Beyond Representation: Television Drama and the Politics and Aesthetics of Identity

Beyond Representation: Television Drama and the Politics and Aesthetics of Identity book cover

Beyond Representation: Television Drama and the Politics and Aesthetics of Identity

Author(s): Geraldine Harris (Author)

  • Publisher: Manchester University Press
  • Publication Date: 30 Oct. 2006
  • Language: English
  • Print length: 224 pages
  • ISBN-10: 0719074584
  • ISBN-13: 9780719074585

Book Description

Beyond representation poses the question as to whether over the last thirty years there have been signs of ‘progress’ or ’progressiveness’ in the representation of ‘marginalised’ or subaltern identity categories within television drama in Britain and the US. In doing so, it interrogates some of the key assumptions concerning the relationship between aesthetics and the politics of identity that have influenced and informed television drama criticism during this period.

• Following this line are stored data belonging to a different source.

PR #2157, opened 2025-03-16
GROOVY-11486: rework `flatten` type parameters, similar to `collectMany`

eric-milles:
I tried to follow `collectMany` in terms of generics.  There is no connection that can be made between the in type and the out type, since aggregates are recursively processed.  And the closure accepting forms have weaker guarantees for the parameter type, so I added `@ClosureParams` just to indicate the number of parameters.

https://issues.apache.org/jira/browse/GROOVY-11486


daniellansun:
Merged. Thanks

PR #2158, opened 2025-03-21
GROOVY-11568: try `invokeMethod(Class,Object,Object[],boolean,boolean)`

eric-milles:
When MethodSelector#setMetaClassCallHandleIfNeeded links to MetaObjectProtocol#invokeMethod(Object,String,Object[]), the sender class is dropped.


daniellansun:
Merged. Thanks.

PR #2160, opened 2025-03-21
Gradle 8.13

eric-milles:
Need 8.14 for Java 24 compatibility


paulk-asert:
For 24 support, we could use toolchains for main source (would need some work in the build files). For the CI tests, we can use the `-Ptarget.java.home` property as per existing `ea` steps.

PR #2162, opened 2025-03-23
build(console): move `groovy-swing` to API scope

matrei:
`SwingBuilder` is part of `groovy-console`'s public API, so it must be in the `api` configuration scope. This prevents a downstream `NoClassDefFoundError: groovy.swing.SwingBuilder` at compile time.


matrei:
Will create PR against master branch instead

This book can function as an introduction because it provides students with a clear and coherent pathway through complex, wide-reaching and highly influential interdisciplinary terrain. Chapters examine ideas circling around politics and aesthetics, which emerge from such theories as Marxist-socialism and postmodernism, feminism and postmodern feminism, anti-racism and postcolonialism, queer theory and theories of globalisation, and evaluates their impact on television criticism and on television as an institution. These discussions are consolidated through a number of case studies that offer analyses of a range of television drama texts including Ally McBeal, Supply and Demand, The Bill, Second Generation, Star Trek: Enterprise, Queer as Folk, Metrosexuality and The Murder of Stephen Lawrence.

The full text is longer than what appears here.